PR #620, opened 2020-10-01
Wait on driver deployment rather than sleep

### LINKED ISSUE #614: Add pod wait function in  k8s integration test,  for pd driver start and also prepull image daemonset
See comments here https://github.com/kubernetes-sigs/gcp-compute-persistent-disk-csi-driver/pull/613#discussion_r493998132

Currently workflow, it waits for certain of of time for prepull calls driver or pr pd csi driver part.

mattcary:
/kind bug
Fixes #614 

Note that I don't think this addresses the "prepull imageset" part of the issue, I'm not sure I understand that part?

```release-note
NONE
```

### DIFF
--- a/deploy/kubernetes/wait-for-driver.sh
+++ b/deploy/kubernetes/wait-for-driver.sh
@@ -1,0 +1,42 @@
+#!/bin/bash
+
+# This script waits for the deployments from ./deploy-driver.sh to be ready.
+
+print_usage()
+{
+    printf "wait-for-driver.sh [--windows]\n"
+    printf "\t--windows: wait on the windows deployment rather than linux"
+    echo
+}
+
+node_daemonset=csi-gce-pd-node
+while [[ -n "${1-}" ]]; do
+  case $1 in
+    --windows )    shift
+                   node_daemonset=csi-gce-pd-node-win
+                   ;;
+    -h | --help )  print_usage
+                   exit 1
+                   ;;
+    * )            print_usage
+                   exit 1
+                   ;;
+  esac
+done
+
+kubectl wait -n gce-pd-csi-driver deployment csi-gce-pd-controller --for condition=available
+
+retries=90
+while [[ $retries -ge 0 ]];do
+    ready=$(kubectl -n gce-pd-csi-driver get daemonset "${node_daemonset}" -o jsonpath="{.status.numberReady}")
+    required=$(kubectl -n gce-pd-csi-driver get daemonset "${node_daemonset}" -o jsonpath="{.status.desiredNumberScheduled}")
+    if [[ $ready -eq $required ]];then
+        echo "Daemonset $node_daemonset found"
+        exit 0
+    fi
+    ((retries--))
+    sleep 10s
+done
+echo "Timeout waiting for node daemonset $node_daemonset"
+exit -1
+
--- a/test/k8s-integration/driver.go
+++ b/test/k8s-integration/driver.go
@@ -6,7 +6,6 @@ import (
 	"os"
 	"os/exec"
 	"path/filepath"
-	"time"
 
 	"k8s.io/klog"
 	"k8s.io/kubernetes/test/e2e/framework/podlogs"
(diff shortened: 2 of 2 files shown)


deploy/kubernetes/wait-for-driver.sh
```diff
@@ -0,0 +1,42 @@
...
+    -h | --help )  print_usage
+                   exit 1
+                   ;;
+    * )            print_usage
+                   exit 1
+                   ;;
+  esac
+done
+
+kubectl wait -n gce-pd-csi-driver deployment csi-gce-pd-controller --for condition=available
```
msau42, line 27: any reason to use kubectl rather than the go client like we do in k/k e2es?

test/k8s-integration/driver.go
```diff
@@ -77,19 +76,25 @@ func installDriver(platform, goPath, pkgDir, stagingImage, stagingVersion, deplo
...
-	klog.Infof("Deploying driver")
-	// TODO (#139): wait for driver to be running
+
+	var waitCmd *exec.Cmd
+	waitScript := filepath.Join(pkgDir, "deploy", "kubernetes", "wait-for-driver.sh")
 	if platform == "windows" {
-		klog.Infof("Waiting 15 minutes for the driver to start on Windows")
-		time.Sleep(15 * time.Minute)
+		klog.Infof("will wait for windows deployment")
+		waitCmd = exec.Command(waitScript, "--windows")
```
jingxu97, line 90: Just a little clarification. for windows case, since we typically have a cluster with both linux and windows, we have daemonSets for both linux and windows deployed. 

In most of the cases, windows pods take more time linux pods. So when waiting for windows pods, linux pods should be ready. Or we can add wait for both just in case.

deploy/kubernetes/wait-for-driver.sh
```diff
@@ -0,0 +1,42 @@
...
+# This script waits for the deployments from ./deploy-driver.sh to be ready.
+
+print_usage()
+{
+    printf "wait-for-driver.sh [--windows]\n"
+    printf "\t--windows: wait on the windows deployment rather than linux"
+    echo
+}
+
+node_daemonset=csi-gce-pd-node
```
jingxu97, line 12: there are some functions like waitForDaemonSets in k8s.io/kubernetes/test/e2e/.., is it good to reuse those?

deploy/kubernetes/wait-for-driver.sh
mattcary: The driver is deployed here by shelling out to kustomize and using the deploy scripts. I wanted to be consistent with that, although since the deployment names etc have to be hard-coded into wait-for-driver.sh there's not much benefit except maybe because it lives in the same directory as the deployment scripts, if someone starts changing names around or whatever there's more chance of noticing that file.

It's also turned out to be nice to have a command-line utility that can be used manually with deploy-driver.sh.

I'm not super-attached to this method, though, so if you want to go over to client-go I could do that. It would be slightly annoying to have to set up the client since it's not used elsewhere in the driver but it's not a big deal.

test/k8s-integration/driver.go
mattcary: Good point, will do.

deploy/kubernetes/wait-for-driver.sh
mattcary: See my reply above to @msau42 on the existing driver using shell commands rather than client-go in the first place.

deploy/kubernetes/wait-for-driver.sh
msau42: Ah I forgot about that. That makes sense then. I wonder if it would be more convenient to put the wait in the deploy-driver.sh directly?

mattcary: IIUC deploy-driver.sh, whether or not we have a windows deployment depends only on if we have windows nodes in the cluster.

In driver.go we have a nice "windows" bool that's easy to check :-)

I think one could have a fancy jsonpath to get that from the node labels on the command line, but I couldn't figure it out.

mattcary:

CMEK failure. Trying again to see if it's a flake

mattcary:
Any further comments?

deploy/kubernetes/wait-for-driver.sh
```diff
@@ -0,0 +1,42 @@
...
+                   ;;
+    * )            print_usage
+                   exit 1
+                   ;;
+  esac
+done
+
+kubectl wait -n gce-pd-csi-driver deployment csi-gce-pd-controller --for condition=available
+
+retries=60
```
jingxu97, line 29: so the max waiting time is 10 mins. I have seen for windows it might take slightly longer than 10 mins to come up. How about set it to 12 mins?

mattcary: Good point updated it to 15m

▶ _What you are asked to do_
Output the records above exactly as written.

▶ _Exercise response_
PR #620, opened 2020-10-01
Wait on driver deployment rather than sleep

### LINKED ISSUE #614: Add pod wait function in  k8s integration test,  for pd driver start and also prepull image daemonset
See comments here https://github.com/kubernetes-sigs/gcp-compute-persistent-disk-csi-driver/pull/613#discussion_r493998132

Currently workflow, it waits for certain of of time for prepull calls driver or pr pd csi driver part.

mattcary:
/kind bug
Fixes #614 

Note that I don't think this addresses the "prepull imageset" part of the issue, I'm not sure I understand that part?

```release-note
NONE
```

### DIFF
--- a/deploy/kubernetes/wait-for-driver.sh
+++ b/deploy/kubernetes/wait-for-driver.sh
@@ -1,0 +1,42 @@
+#!/bin/bash
+
+# This script waits for the deployments from ./deploy-driver.sh to be ready.
+
+print_usage()
+{
+    printf "wait-for-driver.sh [--windows]\n"
+    printf "\t--windows: wait on the windows deployment rather than linux"
+    echo
+}
+
+node_daemonset=csi-gce-pd-node
+while [[ -n "${1-}" ]]; do
+  case $1 in
+    --windows )    shift
+                   node_daemonset=csi-gce-pd-node-win
+                   ;;
+    -h | --help )  print_usage
+                   exit 1
+                   ;;
+    * )            print_usage
+                   exit 1
+                   ;;
+  esac
+done
+
+kubectl wait -n gce-pd-csi-driver deployment csi-gce-pd-controller --for condition=available
+
+retries=90
+while [[ $retries -ge 0 ]];do
+    ready=$(kubectl -n gce-pd-csi-driver get daemonset "${node_daemonset}" -o jsonpath="{.status.numberReady}")
+    required=$(kubectl -n gce-pd-csi-driver get daemonset "${node_daemonset}" -o jsonpath="{.status.desiredNumberScheduled}")
+    if [[ $ready -eq $required ]];then
+        echo "Daemonset $node_daemonset found"
+        exit 0
+    fi
+    ((retries--))
+    sleep 10s
+done
+echo "Timeout waiting for node daemonset $node_daemonset"
+exit -1
+
--- a/test/k8s-integration/driver.go
+++ b/test/k8s-integration/driver.go
@@ -6,7 +6,6 @@ import (
 	"os"
 	"os/exec"
 	"path/filepath"
-	"time"
 
 	"k8s.io/klog"
 	"k8s.io/kubernetes/test/e2e/framework/podlogs"
(diff shortened: 2 of 2 files shown)


deploy/kubernetes/wait-for-driver.sh
```diff
@@ -0,0 +1,42 @@
...
+    -h | --help )  print_usage
+                   exit 1
+                   ;;
+    * )            print_usage
+                   exit 1
+                   ;;
+  esac
+done
+
+kubectl wait -n gce-pd-csi-driver deployment csi-gce-pd-controller --for condition=available
```
msau42, line 27: any reason to use kubectl rather than the go client like we do in k/k e2es?

test/k8s-integration/driver.go
```diff
@@ -77,19 +76,25 @@ func installDriver(platform, goPath, pkgDir, stagingImage, stagingVersion, deplo
...
-	klog.Infof("Deploying driver")
-	// TODO (#139): wait for driver to be running
+
+	var waitCmd *exec.Cmd
+	waitScript := filepath.Join(pkgDir, "deploy", "kubernetes", "wait-for-driver.sh")
 	if platform == "windows" {
-		klog.Infof("Waiting 15 minutes for the driver to start on Windows")
-		time.Sleep(15 * time.Minute)
+		klog.Infof("will wait for windows deployment")
+		waitCmd = exec.Command(waitScript, "--windows")
```
jingxu97, line 90: Just a little clarification. for windows case, since we typically have a cluster with both linux and windows, we have daemonSets for both linux and windows deployed. 

In most of the cases, windows pods take more time linux pods. So when waiting for windows pods, linux pods should be ready. Or we can add wait for both just in case.

deploy/kubernetes/wait-for-driver.sh
```diff
@@ -0,0 +1,42 @@
...
+# This script waits for the deployments from ./deploy-driver.sh to be ready.
+
+print_usage()
+{
+    printf "wait-for-driver.sh [--windows]\n"
+    printf "\t--windows: wait on the windows deployment rather than linux"
+    echo
+}
+
+node_daemonset=csi-gce-pd-node
```
jingxu97, line 12: there are some functions like waitForDaemonSets in k8s.io/kubernetes/test/e2e/.., is it good to reuse those?

deploy/kubernetes/wait-for-driver.sh
mattcary: The driver is deployed here by shelling out to kustomize and using the deploy scripts. I wanted to be consistent with that, although since the deployment names etc have to be hard-coded into wait-for-driver.sh there's not much benefit except maybe because it lives in the same directory as the deployment scripts, if someone starts changing names around or whatever there's more chance of noticing that file.

It's also turned out to be nice to have a command-line utility that can be used manually with deploy-driver.sh.

I'm not super-attached to this method, though, so if you want to go over to client-go I could do that. It would be slightly annoying to have to set up the client since it's not used elsewhere in the driver but it's not a big deal.

test/k8s-integration/driver.go
mattcary: Good point, will do.

deploy/kubernetes/wait-for-driver.sh
mattcary: See my reply above to @msau42 on the existing driver using shell commands rather than client-go in the first place.

deploy/kubernetes/wait-for-driver.sh
msau42: Ah I forgot about that. That makes sense then. I wonder if it would be more convenient to put the wait in the deploy-driver.sh directly?

mattcary: IIUC deploy-driver.sh, whether or not we have a windows deployment depends only on if we have windows nodes in the cluster.

In driver.go we have a nice "windows" bool that's easy to check :-)

I think one could have a fancy jsonpath to get that from the node labels on the command line, but I couldn't figure it out.

mattcary:

CMEK failure. Trying again to see if it's a flake

mattcary:
Any further comments?

deploy/kubernetes/wait-for-driver.sh
```diff
@@ -0,0 +1,42 @@
...
+                   ;;
+    * )            print_usage
+                   exit 1
+                   ;;
+  esac
+done
+
+kubectl wait -n gce-pd-csi-driver deployment csi-gce-pd-controller --for condition=available
+
+retries=60
```
jingxu97, line 29: so the max waiting time is 10 mins. I have seen for windows it might take slightly longer than 10 mins to come up. How about set it to 12 mins?

mattcary: Good point updated it to 15m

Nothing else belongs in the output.